Das Versprechen einer ausreichenden Ressourcenausstattung und einer Begrenzung der Klassengrößen (25-3-1,5) hat sich aber als nicht belastbar erwiesen. Eine Klassengröße von 25 Schülerinnen und Schülern im zieldifferenten Lernen ist nicht verbindlich. Mancherorts sind es sogar mehr als 3 Kinder mit sonderpädagogischem Förderbedarf pro Zug. Häufig kann selbst der versprochene Zuschlag von 0,5 Stellen nicht besetzt werden, geschweige denn mit Sonderpädagoginnen und Sonderpädagogen. Die Klagen der Schulen, die sich auf das Versprechen verlassen haben, waren in 2019 überall in NRW deutlich zu vernehmen. Ministerin Gebauer aber verwies in ihrer Neujahrsbotschaft lediglich darauf, dass die Neuausrichtung umgesetzt worden sei. Hier fehlt offenbar die Realitätswahrnehmung sowie eine klare Aussage, wann die versprochenen Rahmenbedingungen und Ressourcenausstattung denn bei den Schulen Wirklichkeit werden.

Der einzige Punkt, den Ministerin Gebauer für 2020 ankündigte, ist die „Fertigstellung der Agenda für berufliche Bildung“. Aber auch hier blieb sie unkonkret und unambitioniert. Dafür, dass die Agenda nach den Worten von Ministerin Gebauer vor der Fertigstellung steht, fehlten klare Ansagen, was die Agenda bringen wird, welche Antworten zu erwarten sind. Denn die Aufgaben sind ausreichend im vergangenen Jahr von verschiedener Seite thematisiert worden: So hat die berufliche Bildung spezifische Probleme, Lehrkräfte zu gewinnen, auf die auch das von Ministerin Gebauer angesprochene 3. Maßnahmenpaket zur Lehrergewinnung keine Antworten gibt. Technische Lehrkräfte, Fach- und Werkstattlehrkräfte müssen gezielt gewonnen und qualifiziert werden. Ihre Tätigkeit muss attraktiver gestaltet sein und ihnen müssen Laufbahnperspektiven eröffnet werden. Eine Stärkung der beruflichen Bildung ist ohne eine verbesserte personelle Ausstattung nicht effektiv zu erreichen, zumal das Berufskolleg die Schulform ist, bei der die strukturelle Unterversorgung (Kienbaumlücke) am größten ist.

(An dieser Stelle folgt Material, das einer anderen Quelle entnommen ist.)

PR #1991, opened 2026-08-28
Rename drep-always-abstain to always-abstain

Godspeed-exe:
Updating to match cardano-cli v11.0.0

This repository uses PR templates. Click the `Preview` tab above and pick the one that fits your change:

- [Add Builder Tool](?expand=1&template=builder-tool.md)
- [Update documentation or Fix a Bug](?expand=1&template=standard-change.md)

(The Preview tab renders these as clickable links; selecting one reloads the form with the right template.)


0xBora (approved):
Thanks, good catch. Retargeted to staging, which is the branch we merge into (main only mirrors it for production)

Vor diesem Hintergrund frage ich die Landesregierung:
1.           Welche verbindliche Zusage an Unterstützung und Ressourcen hat die Landesregierung für die Grundschulen, die seit über zwei Jahren auf die versprochenen Verbesserungen warten?
2.           Wann ist mit der umfänglichen Umsetzung der Formel 25-3-1,5 für die Schulen, die das Gemeinsame Lernen durchführen, zu rechnen?
3.           Wann ist mit der Fertigstellung der Agenda berufliche Bildung zu rechnen?
4.           Welche Maßnahmen plant die Landesregierung zur Gewinnung, Laufbahnattraktivierung und Qualifizierung von Technischen, Fach- und Werkstattlehrkräften?
5.           Wie lauten die Ergebnisse der Abfrage der Bezirksregierungen zum Einsatz von Werkstattlehrkräften?